(Collected data entries)
▼▼▼
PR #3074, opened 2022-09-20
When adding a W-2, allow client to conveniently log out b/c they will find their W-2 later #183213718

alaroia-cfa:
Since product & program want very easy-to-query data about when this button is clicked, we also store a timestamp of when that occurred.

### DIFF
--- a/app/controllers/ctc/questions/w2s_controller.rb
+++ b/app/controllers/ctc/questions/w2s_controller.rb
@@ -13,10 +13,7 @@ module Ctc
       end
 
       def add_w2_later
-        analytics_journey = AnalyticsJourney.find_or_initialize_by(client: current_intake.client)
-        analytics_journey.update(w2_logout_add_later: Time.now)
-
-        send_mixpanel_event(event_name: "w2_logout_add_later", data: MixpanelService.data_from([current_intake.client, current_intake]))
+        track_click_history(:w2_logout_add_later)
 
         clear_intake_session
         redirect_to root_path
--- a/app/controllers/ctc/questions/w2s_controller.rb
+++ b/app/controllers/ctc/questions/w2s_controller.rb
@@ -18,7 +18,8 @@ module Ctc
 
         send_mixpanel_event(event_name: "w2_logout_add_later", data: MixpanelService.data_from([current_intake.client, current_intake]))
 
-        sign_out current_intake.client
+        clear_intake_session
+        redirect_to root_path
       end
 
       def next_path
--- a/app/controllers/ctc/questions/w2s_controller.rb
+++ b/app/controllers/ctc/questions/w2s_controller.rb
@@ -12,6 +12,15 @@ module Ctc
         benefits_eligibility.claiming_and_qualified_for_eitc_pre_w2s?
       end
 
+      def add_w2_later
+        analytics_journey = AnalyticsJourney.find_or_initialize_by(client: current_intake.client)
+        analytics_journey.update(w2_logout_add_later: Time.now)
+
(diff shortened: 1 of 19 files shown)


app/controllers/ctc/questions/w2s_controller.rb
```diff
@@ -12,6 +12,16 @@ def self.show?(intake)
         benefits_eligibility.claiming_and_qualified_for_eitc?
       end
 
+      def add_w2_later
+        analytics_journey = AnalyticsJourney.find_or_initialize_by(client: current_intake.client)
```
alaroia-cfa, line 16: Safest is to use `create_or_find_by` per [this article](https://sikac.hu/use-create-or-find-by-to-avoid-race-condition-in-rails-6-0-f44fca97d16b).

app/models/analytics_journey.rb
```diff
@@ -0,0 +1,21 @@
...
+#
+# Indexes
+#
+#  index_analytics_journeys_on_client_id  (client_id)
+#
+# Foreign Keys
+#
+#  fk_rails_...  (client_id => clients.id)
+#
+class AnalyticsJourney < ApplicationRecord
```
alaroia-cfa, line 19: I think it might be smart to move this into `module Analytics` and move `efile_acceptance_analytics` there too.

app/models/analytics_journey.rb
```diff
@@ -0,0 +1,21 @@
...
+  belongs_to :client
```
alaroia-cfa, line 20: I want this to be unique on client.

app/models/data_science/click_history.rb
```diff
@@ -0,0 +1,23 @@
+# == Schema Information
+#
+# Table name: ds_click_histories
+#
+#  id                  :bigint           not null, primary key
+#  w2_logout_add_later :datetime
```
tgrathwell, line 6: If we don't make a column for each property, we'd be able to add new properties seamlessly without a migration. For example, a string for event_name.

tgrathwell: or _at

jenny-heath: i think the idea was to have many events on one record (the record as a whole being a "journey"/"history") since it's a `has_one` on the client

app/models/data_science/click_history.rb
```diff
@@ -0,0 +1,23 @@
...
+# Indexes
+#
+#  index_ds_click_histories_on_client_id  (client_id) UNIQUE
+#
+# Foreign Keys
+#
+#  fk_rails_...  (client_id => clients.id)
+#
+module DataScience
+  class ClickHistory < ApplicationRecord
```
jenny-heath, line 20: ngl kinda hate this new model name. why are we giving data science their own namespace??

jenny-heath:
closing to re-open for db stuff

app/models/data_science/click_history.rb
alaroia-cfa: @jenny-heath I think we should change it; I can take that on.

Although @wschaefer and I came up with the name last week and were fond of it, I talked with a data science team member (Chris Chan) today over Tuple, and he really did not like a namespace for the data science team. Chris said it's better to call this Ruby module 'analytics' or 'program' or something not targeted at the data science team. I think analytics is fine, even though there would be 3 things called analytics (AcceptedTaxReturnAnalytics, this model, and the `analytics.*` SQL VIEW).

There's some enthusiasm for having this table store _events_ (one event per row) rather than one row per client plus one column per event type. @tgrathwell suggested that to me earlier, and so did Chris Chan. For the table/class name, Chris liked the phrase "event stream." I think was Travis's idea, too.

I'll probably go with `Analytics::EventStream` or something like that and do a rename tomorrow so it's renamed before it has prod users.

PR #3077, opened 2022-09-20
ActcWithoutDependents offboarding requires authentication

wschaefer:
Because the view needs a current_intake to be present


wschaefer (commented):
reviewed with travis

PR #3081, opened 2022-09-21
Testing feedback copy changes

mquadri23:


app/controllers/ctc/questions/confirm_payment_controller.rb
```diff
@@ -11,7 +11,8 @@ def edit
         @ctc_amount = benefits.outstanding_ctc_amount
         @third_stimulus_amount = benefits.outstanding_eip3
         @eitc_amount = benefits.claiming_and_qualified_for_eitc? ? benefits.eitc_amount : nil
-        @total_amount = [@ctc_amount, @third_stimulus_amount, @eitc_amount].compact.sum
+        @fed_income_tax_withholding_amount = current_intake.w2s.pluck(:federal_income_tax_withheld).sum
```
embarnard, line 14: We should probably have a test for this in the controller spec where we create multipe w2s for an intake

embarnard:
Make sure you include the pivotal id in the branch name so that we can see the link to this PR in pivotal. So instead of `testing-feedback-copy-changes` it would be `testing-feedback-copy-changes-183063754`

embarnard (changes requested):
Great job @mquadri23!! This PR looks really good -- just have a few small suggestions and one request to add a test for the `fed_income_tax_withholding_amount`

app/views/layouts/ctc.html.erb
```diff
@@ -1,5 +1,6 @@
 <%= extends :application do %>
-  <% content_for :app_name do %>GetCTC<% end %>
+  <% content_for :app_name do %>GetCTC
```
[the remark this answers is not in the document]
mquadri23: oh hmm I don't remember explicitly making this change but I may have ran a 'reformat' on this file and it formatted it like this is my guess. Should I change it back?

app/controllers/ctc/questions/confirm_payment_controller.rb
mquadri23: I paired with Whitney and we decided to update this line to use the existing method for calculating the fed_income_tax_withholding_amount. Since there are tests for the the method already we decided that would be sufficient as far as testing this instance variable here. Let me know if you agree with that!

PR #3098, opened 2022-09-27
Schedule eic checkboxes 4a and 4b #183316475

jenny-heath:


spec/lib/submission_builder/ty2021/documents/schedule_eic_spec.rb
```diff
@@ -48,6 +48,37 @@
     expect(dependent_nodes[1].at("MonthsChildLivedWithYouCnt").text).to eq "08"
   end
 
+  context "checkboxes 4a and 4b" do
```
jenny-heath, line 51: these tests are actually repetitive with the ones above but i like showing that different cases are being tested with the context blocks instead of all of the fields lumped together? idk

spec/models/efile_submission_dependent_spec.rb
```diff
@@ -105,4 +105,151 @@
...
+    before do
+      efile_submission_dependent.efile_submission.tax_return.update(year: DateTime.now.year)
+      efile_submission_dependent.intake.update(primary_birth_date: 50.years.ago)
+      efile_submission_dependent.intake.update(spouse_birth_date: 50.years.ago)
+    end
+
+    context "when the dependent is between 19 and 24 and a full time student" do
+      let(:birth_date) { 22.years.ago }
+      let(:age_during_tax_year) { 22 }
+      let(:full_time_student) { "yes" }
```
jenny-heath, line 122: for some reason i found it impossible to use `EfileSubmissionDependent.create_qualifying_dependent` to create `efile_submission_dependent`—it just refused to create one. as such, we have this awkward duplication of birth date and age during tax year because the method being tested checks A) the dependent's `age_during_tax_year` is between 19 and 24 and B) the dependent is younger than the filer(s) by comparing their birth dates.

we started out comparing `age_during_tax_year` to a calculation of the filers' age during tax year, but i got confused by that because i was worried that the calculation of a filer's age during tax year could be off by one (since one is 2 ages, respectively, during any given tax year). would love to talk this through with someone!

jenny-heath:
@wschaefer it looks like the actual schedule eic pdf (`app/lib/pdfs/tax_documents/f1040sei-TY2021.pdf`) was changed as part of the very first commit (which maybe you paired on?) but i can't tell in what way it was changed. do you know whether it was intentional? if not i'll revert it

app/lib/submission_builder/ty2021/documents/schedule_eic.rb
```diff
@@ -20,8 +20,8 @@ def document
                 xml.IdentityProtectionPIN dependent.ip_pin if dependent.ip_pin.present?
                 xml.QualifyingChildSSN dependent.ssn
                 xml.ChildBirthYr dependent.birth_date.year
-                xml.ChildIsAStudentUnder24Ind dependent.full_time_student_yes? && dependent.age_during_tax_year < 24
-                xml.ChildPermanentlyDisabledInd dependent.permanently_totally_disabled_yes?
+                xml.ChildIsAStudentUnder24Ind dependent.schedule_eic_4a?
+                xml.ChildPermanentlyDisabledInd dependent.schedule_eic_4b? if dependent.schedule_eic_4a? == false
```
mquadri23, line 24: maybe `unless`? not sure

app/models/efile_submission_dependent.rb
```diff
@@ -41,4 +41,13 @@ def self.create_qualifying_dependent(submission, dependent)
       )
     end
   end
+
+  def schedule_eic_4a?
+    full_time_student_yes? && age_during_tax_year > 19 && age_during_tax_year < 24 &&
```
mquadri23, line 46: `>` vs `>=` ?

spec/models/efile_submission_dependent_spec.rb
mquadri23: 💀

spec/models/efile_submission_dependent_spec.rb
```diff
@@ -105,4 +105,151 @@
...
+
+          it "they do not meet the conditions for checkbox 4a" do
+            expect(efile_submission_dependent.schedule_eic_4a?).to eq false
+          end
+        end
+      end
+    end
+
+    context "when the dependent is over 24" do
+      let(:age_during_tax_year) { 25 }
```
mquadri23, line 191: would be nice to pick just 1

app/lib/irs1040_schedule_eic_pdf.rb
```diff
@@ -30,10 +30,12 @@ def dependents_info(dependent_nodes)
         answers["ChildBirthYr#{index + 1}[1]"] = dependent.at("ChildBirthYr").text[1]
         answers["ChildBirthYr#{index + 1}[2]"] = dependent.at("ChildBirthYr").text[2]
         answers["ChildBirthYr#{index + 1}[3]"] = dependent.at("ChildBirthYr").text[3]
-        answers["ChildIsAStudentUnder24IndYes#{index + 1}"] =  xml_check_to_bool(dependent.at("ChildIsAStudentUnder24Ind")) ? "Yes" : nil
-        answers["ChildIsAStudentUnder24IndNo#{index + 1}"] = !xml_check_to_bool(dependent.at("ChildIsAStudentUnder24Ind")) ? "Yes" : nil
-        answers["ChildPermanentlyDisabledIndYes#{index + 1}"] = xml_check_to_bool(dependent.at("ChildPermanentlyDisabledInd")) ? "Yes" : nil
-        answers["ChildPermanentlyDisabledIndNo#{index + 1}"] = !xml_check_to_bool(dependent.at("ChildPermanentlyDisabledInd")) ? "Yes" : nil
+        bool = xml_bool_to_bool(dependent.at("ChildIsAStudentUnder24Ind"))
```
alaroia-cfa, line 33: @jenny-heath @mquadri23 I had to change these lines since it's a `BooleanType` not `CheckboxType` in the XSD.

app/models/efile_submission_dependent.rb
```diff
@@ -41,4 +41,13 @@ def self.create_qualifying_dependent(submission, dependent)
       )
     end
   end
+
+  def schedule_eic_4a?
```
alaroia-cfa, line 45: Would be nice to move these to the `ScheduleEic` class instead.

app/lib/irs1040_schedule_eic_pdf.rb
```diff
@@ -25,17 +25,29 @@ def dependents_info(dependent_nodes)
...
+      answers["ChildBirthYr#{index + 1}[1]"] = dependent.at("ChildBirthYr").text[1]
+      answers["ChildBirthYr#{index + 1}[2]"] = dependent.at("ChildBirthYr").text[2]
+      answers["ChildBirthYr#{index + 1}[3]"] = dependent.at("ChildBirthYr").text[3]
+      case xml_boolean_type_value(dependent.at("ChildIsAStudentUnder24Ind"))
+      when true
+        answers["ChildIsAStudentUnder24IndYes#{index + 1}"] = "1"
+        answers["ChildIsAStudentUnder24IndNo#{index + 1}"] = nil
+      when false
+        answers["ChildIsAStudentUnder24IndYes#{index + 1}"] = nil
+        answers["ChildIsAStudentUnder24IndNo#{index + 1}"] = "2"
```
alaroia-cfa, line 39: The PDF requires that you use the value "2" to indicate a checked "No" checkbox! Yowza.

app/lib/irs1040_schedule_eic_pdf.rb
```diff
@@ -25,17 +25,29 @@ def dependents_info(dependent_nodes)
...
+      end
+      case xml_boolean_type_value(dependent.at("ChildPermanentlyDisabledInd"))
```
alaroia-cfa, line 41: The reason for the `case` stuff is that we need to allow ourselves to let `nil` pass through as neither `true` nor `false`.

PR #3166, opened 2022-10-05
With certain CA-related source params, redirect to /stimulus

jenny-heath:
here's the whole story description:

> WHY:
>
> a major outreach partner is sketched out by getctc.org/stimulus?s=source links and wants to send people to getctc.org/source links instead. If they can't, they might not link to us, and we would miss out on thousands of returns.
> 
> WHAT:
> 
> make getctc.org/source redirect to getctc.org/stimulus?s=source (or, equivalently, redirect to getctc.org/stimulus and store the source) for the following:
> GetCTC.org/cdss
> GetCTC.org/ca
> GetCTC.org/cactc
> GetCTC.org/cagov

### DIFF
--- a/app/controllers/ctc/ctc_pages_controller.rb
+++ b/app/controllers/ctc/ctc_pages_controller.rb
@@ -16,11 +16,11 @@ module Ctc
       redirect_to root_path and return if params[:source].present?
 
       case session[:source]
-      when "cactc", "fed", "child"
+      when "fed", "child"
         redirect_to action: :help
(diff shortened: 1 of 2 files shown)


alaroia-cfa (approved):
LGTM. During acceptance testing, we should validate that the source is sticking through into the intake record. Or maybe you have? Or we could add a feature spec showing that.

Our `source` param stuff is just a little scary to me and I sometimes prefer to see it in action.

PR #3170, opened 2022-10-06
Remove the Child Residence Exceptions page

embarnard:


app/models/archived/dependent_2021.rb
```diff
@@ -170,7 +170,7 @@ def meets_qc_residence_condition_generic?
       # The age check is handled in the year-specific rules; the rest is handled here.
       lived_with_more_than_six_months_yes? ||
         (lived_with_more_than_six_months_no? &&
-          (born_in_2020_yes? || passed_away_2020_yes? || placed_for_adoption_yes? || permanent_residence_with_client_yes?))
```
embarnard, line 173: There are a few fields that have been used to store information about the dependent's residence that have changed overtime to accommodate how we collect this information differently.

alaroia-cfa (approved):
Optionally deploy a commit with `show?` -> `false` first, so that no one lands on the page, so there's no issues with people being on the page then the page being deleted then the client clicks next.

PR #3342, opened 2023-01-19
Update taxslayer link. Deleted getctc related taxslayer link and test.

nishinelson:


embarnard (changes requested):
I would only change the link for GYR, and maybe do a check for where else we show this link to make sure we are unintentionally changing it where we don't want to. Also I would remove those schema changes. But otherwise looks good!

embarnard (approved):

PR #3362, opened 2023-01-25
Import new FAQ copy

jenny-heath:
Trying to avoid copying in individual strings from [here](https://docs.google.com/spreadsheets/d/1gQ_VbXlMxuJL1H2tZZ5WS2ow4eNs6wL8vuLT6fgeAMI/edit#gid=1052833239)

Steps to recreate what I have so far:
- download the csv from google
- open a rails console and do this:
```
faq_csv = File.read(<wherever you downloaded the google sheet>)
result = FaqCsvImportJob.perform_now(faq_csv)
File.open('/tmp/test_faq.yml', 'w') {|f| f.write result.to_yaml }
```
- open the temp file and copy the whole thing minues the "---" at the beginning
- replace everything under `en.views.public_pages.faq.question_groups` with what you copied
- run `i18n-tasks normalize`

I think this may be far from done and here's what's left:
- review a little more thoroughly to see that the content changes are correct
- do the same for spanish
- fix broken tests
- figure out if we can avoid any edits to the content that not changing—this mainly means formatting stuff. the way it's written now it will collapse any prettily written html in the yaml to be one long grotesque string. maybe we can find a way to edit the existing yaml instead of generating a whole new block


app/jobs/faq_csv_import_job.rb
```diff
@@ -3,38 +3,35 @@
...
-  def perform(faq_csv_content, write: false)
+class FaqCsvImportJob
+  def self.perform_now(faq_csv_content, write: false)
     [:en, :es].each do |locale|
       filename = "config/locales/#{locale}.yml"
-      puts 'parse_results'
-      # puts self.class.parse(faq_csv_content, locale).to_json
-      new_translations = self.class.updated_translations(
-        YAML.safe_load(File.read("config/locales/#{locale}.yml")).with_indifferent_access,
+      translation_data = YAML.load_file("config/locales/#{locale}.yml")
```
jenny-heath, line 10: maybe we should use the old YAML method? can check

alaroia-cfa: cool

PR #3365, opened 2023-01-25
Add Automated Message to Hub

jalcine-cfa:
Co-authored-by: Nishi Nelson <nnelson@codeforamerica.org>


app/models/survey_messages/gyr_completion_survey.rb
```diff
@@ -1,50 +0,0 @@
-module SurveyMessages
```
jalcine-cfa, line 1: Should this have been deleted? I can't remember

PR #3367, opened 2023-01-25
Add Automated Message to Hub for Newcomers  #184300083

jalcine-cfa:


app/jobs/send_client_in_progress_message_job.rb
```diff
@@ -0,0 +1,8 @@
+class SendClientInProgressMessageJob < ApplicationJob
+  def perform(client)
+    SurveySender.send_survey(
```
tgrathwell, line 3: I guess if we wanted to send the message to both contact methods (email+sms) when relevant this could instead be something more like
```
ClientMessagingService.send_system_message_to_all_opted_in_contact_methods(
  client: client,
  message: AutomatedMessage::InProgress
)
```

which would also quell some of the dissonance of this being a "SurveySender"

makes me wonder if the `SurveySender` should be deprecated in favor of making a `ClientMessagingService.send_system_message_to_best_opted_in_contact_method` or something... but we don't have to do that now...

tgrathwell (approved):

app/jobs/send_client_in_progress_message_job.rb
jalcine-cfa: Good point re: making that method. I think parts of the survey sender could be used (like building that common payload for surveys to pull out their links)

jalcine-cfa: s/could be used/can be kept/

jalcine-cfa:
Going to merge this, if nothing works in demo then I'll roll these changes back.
▲▲▲
TASK DETAILS — Using the data above, tally each line in which "these" appears and give the number with no other words.

ANSWER TO THE PROBLEM — 4